PELO RESPEITO que me merece o Tribunal, e pela fraqueza dos meus conhecimentos não devo discutir, nem apreciar a decisão; antes de tudo, acato-a e respeito-a como manifestação da consciência jurídica dos que a proferiram.

CIRCUNSTÂNCIA interessante: não sabia eu estar em pauta de julgamento esse mandado. Do contrário, não me teria manifestado a seu respeito no mesmo dia do julgamento. Apreciei os fatos de modo geral, sem que me animasse a intenção de influir na decisão dos eminentes julgadores, ou de estudar um caso já intensamente estudado pelo Tribunal.

MAS CABE-ME aqui um esquecimento, uma vez que, como jornalista, participei, desinteressadamente é bem de ver, da questão. Vali-me do direito político de opinião, que supõe espírito de justiça, dando a cada um o que é seu, lealmente, discernindo e julgando com critério objetivo e conhecimento de causa, como se exige dos magistrados.

NÃO DESEJO discutir, como afinal, o julgamento em si, a tese acolhida pelo Tribunal, na sua maioria. Como, porém, os magistrados não julgaram o mérito, sinto-me animado desta observação: houve certamente um equivoco no pedido da Bolsa, e nisto não vai critica a essa brilhante inteligência que é Celso Barros Coelho, que foi aliás advertido pelos próprios julgadores dêsse equivoco, quando o Des. Pedro Conde interpelou o Tribunal, e particularmente o Presidente, se se tratava, na petição inicial da Bôlsa, de arguição de inconstitucionalidade da lei que criou os dois cargos de corretor. Neste ponto, o talentoso Celso Barros Coelho, impetrante do mandado, esclareceu que a inconstitucionalidade estava arguida subsidiariamente.

CÁ NO MEU BESTUNTO, e dou mãos a bolos se estou errado, penso que a Bôlsa deveria ter arguido a inconstitucionalidade da lei criadora dos cargos, a lei 1.943, porque, se o Tribunal decretasse essa inconstitucionalidade estaria a reconhecer que a legislação federal era a única regedora da matéria e com isto mataria a reforma regimental decretada pelo Governador, uma vez que esta não obedeceu aos diplomas federais que orientam os regimentos de Bôlsas e as suas modificações. 
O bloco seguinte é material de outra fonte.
PR #9528, opened 2019-11-14
Documentation updates in Bitwise module and functions

eksperimental:
Related 1e4e05ef78b3105065f0a313bd0e1e78b2aa973e

/cc @ericmj


fertapric:
I think we can add `@spec` in some of them :)

josevalim:
Good call on `@spec`, let's do it in a separate commit.

eksperimental:
> I think we can add `@spec` in some of them :)

I will work on it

Muito bem acentua Claudio Pacheco, no seu admirável estudo das Constituições, que, se duas leis colidem uma com a outra, os tribunais devem julgar acêrca da eficácia de cada uma delas: "Assim, se uma lei está em oposição com a Constituição, se, aplicadas elas ambas a um caso particular, o Tribunal se veja na contingência de decidir a questão em conformidade da lei, desrespeitando a Constituição, desrespeitando a lei, o Tribunal deverá determinar qual destas regras em conflito regerá o caso. Esta é a verdadeira essência do poder judiciário". E abaixo escreve o ilustre constitucionalista: "Se, pois, os tribunais têm por missão atender a Constituição e observá-la e se a Constituição è superior a qualquer resolução ordinária da legislatura, a Constituição, e nunca essa resolução ordinária, governará o caso a que ambas se aplicam".
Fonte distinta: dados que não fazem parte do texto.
Issue #6476, opened 2017-08-17
Add option to fail tests when test scripts contain warnings


scouten:
I would like to see ExUnit have an option to fail (exit with non-zero status and appropriate warnings) whenever any `.exs` file has a compilation warning.

The solution suggested in https://github.com/elixir-lang/elixir/issues/3223#issuecomment-87724948 does not satisfy this request because:

* It _will_ fail when compiled files (*.ex) contain compilation warnings, but …
* It _will **not**_ fail when the test scripts (*.exs) contain warnings.

I would like to be able to fail a build due to warnings in the .exs files and I see no way to do so today.

josevalim:
I believe you can set warnings_as_errors via `Code.compiler_options` at the top of your mix.exs file. If you would prefer an option to `mix test`, please do send a pull request. Thank you!

scouten:
I couldn't find an example of using `Code.compiler_options` but the technique described in https://stackoverflow.com/questions/31982577/is-it-possible-to-get-the-compiler-to-exit-early-failing-the-build-if-a-compil worked for me.

deadtrickster:
Hello

I have unused variable in my test/file.exs and I have warnings_as_errors in my mix.exs.
 When I run `mix test` first time (no _build yet) warnings printed and compile fails with
`Execution failed due to warnings while using the --warnings-as-errors option`. Just as expected.
If I run `mix test` second time however, warnings as printed but tests compile doesn't fail and tests continue.

Elixir 1.4.4 OTP 20

Thanks

harlantwood:
> I believe you can set warnings_as_errors via Code.compiler_options at the top of your mix.exs file. 

To make this explicit, add to your mix project:

    elixirc_options: [warnings_as_errors: true]

PR #9532, opened 2019-11-14
Add `--warnings-as-errors` flag to `mix test`

matiasgarciaisaia:
This flag, copied over from `mix compile`, will make the compilation fail if the app itself or the tests throw any warnings.

The scaffolding is ready to allow setting other compiler parameters from `mix test` flags.

See #6476

### DIFF
--- a/lib/mix/lib/mix/tasks/test.ex
+++ b/lib/mix/lib/mix/tasks/test.ex
@@ -196,6 +196,8 @@ defmodule Mix.Tasks.Test do
     * `--timeout` - sets the timeout for the tests
     * `--trace` - runs tests with detailed reporting. Automatically sets `--max-cases` to `1`.
       Note that in trace mode test timeouts will be ignored as timeout is set to `:infinity`
+    * `--warnings-as-errors` - treats warnings in the current project and tests as errors and
+      return a non-zero exit code
 
   ## Configuration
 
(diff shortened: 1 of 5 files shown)


josevalim:
Hi @matiasgarciaisaia,

The reason we don't support this flag in `mix test` is because folks may expect the warnings during tests to also lead to errors, so it can be misleading.

The best option in your case is to enable warnings_as_errors in your mix.exs or do an explicit compilation step with the flag.

Thank you.

matiasgarciaisaia:
Hi @josevalim, thanks for taking a look.

I think I _kind of_ understand, but maybe you can help me clarify - which kind of warnings are the ones you say folks will expect to lead to errors, but wouldn't?

My need surfaced because we had a test file called `something_tests.exs`. We got a warning saying the file wasn't being run, but the test command (`MIX_ENV=test app mix do compile --warnings-as-errors, test`) didn't fail. I want _that_ `test` to be something like `test --warnings-as-errors` and fail, too.

josevalim:
>  I want that test to be something like test --warnings-as-errors and fail, too.

Correct. If you want this, the current patch is not enough (afaik).

matiasgarciaisaia:
I'll try adding that to the patch, although I'm not sure I'll be able to make it.

If it's done, that's something that you'd want to merge into `mix`, right?

josevalim:
Yup!

PR #9534, opened 2019-11-14
Configure Cirrus CI

fertapric:
Elixir is migrating from Travis to Cirrus CI to have a single place to test against Unix, FreeBSD, and Windows.


josevalim:
Should we remove .travis and .appveyor in this same PR or a separate one?

fertapric:
@josevalim I was going to do that in a separate PR because I thought you might want to compare CIs (build times, queue times, etc)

ORA, lei estadual, a lei 1.025, de 12/6/54, determinou que a Bôlsa do Piauí se reja pela legislação federal, nem poderia assentar de outra forma, pois a legislação de Bôlsas de Valores é federal, decorrente do artigo 5º da Constituição. Não era possível, senão por manifesta subversão da ordem jurídica, que a lei do Governador Chagas Rodrigues, de nº 1.943, e o Regimento Interno feito pelo Secretário de Viação do atual Govêrno, vigorassem de encontro à orientação constitucional.
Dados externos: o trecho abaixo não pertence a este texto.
PR #9538, opened 2019-11-16
Improve Bitwise docs

eksperimental:


lib/elixir/lib/bitwise.ex
```diff
@@ -28,9 +31,8 @@ defmodule Bitwise do
 
   All bitwise functions can be used in guards:
 
-      iex> use Bitwise
       iex> odd? = fn
-      ...>   int when band(int, 1) == 1 -> true
+      ...>   int when Bitwise.band(int, 1) == 1 -> true
```
eksperimental: We no longer need to require/import this  module

josevalim:

PR #9540, opened 2019-11-16
Add List.ends_with?/2

eksperimental:
We have `String.starts_with?/2`, `String.ends_with?/2`, and `List.starts_with?/2`, but we are missing `List.ends_with?/2`.

I'm bypassing sending this proposal to the mailing list because I think it's kind of unnecessary but I can do if needed.

### DIFF
--- a/lib/elixir/lib/list.ex
+++ b/lib/elixir/lib/list.ex
@@ -741,6 +741,41 @@ defmodule List do
   end
 
   @doc """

A CORRETAGEM é modalidade de comércio exercida pelo corretor, medianeiro obrigatório de certas operações mercantis. Os corretores na qualificação de Waldemar Ferreira, são agentes auxiliares de comércio, disciplinados pelo respectivo código. Suas atividades se exercem na Bôlsa de Valores, consoante o decreto-lei 1.344, de 13 de junho de 1939, e sua ação se desenvolve na compra e venda. Incluindo na sua competência - diz Cláudio Pacheco - a atribuição de legislar sôbre o direito comercial, a Constituição colocou a matéria em tôda a latitude do seu alcance sob o poder da União - e a nenhum gôverno seria dado regular o comércio.

DEMAIS, a legislação das Bôlsas de Valores, como decorrência do mandamento constitucional, é federal, tem precedência e predominância sôbre a estadual, que em alguns casos apenas será supletiva ou complementar.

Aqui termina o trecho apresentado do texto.